Died in the Wool
- First UK edition
- Author: Ngaio Marsh
- Language: English
- Series: Roderick Alleyn
- Genre: Detective fiction
- Publisher: Collins Crime Club (UK) Little, Brown (US)
- Publication date: 1945
- Preceded by: Colour Scheme
- Followed by: Final Curtain

= Died in the Wool =

1945 detective novel by Ngaio Marsh

Died in the Wool is a detective novel by Ngaio Marsh; it is the thirteenth novel to feature Roderick Alleyn, and was first published in 1945. The novel is set in New Zealand, and involves death on a sheep farm.

==Synopsis==
The novel concerns the murder of a New Zealand parliamentarian on a remote sheep farm on the Canterbury Region of the South Island of New Zealand, said to be located in Mackenzie country near Aoraki / Mount Cook. Mount Cook is referred to as the "Cloud-Piercer", the highest in a series of several peaks surrounding the high plateau where most of the action occurs).
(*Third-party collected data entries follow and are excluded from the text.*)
Issue #79, opened 2016-12-13
Add Group Summary card to /style


ptrikutam:
Can you add an example of the group summary card (and a code snippet of its usage in Rails) on the `/style` page? I'd like to keep an up-to-date list of all the reusable components we create.

T-Dnzt:
Would you like to have syntax coloration for the code examples?

T-Dnzt:
Is [this](https://github.com/greencommons/commons/pull/82) what you had in mind?

ptrikutam:
Going to respond to your Qs on the PR itself.

PR #82, opened 2016-12-14
Update style to include the summary cards for groups and groups_users

T-Dnzt:
[Related Issue](https://github.com/greencommons/commons/issues/79)

This pull request adds some examples of the summary cards usage to the `/style` page. I included the [highlight.js](https://highlightjs.org) library directly in the style view because we don't need it anywhere else. Also, there is no support for slim apparently so I'm not sure if we want to keep it or not... 

To have some data to show, I used the factories from the project. I don't think we want to mess with the DB but we could maybe use the first group if any and fallback on the factory (which has some disadvantages and might fail in the future since we don't have a persisted object with an `id` for example).

Here are screenshots of the addition:

screen shot 2559-12-14 at 5 04 05 pm
screen shot 2559-12-14 at 5 04 09 pm


app/views/pages/style.html.erb
```diff
@@ -1,9 +1,90 @@
+<link rel="stylesheet" href="//cdnjs.cloudflare.com/ajax/libs/highlight.js/9.9.0/styles/default.min.css">
+<script src="//cdnjs.cloudflare.com/ajax/libs/highlight.js/9.9.0/highlight.min.js"></script>
+<script>hljs.initHighlightingOnLoad();</script>
+
 <div class="text-center">
```
ptrikutam: Small nit -- can you place this below the additions you've made? I want to keep the original theme styles and our custom components separate.

ptrikutam:
Hey @T-Dnzt -- Syntax highlighting isn't required. Just a `<pre>` block should be enough, I think. Highlighting support was the motivation to keep both `.html.erb` and `.slim`, we can get rid of the `.html.erb` files.

app/views/pages/style.html.erb
T-Dnzt: Oh certainly, I will change it.

T-Dnzt:
@ptrikutam Just removed the `.erb` version, we don't need it anymore. I also removed the highlighting and created a separate section title "Green Commons Visual Components" so people can easily understand what's part of the theme and what's part of Green Commons.

Issue #75, opened 2016-12-12
Ensure only group admins can update or delete a group


T-Dnzt:
There are currently no permission checks in the `GroupsController` for `update` and `destroy`. These actions should only be performed by group admins, and therefore, we need to ensure that the `current_user` is an admin before allowing the changes.

Issue #61, opened 2016-12-10
Add group view page


ptrikutam:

Like the previous novel in the series (Colour Scheme) the story takes place during World War II when Alleyn is doing counter-espionage work.

The format of the book is somewhat unusual, in that Alleyn does not arrive at the scene of the murder until fifteen months after it has taken place, and much of his detecting is founded upon stories told him by the chief witnesses in the case.

== Television adaptation ==
Died in the Wool was one of four Alleyn novels adapted for South Pacific Television in 1977. Alleyn was played by George Baker.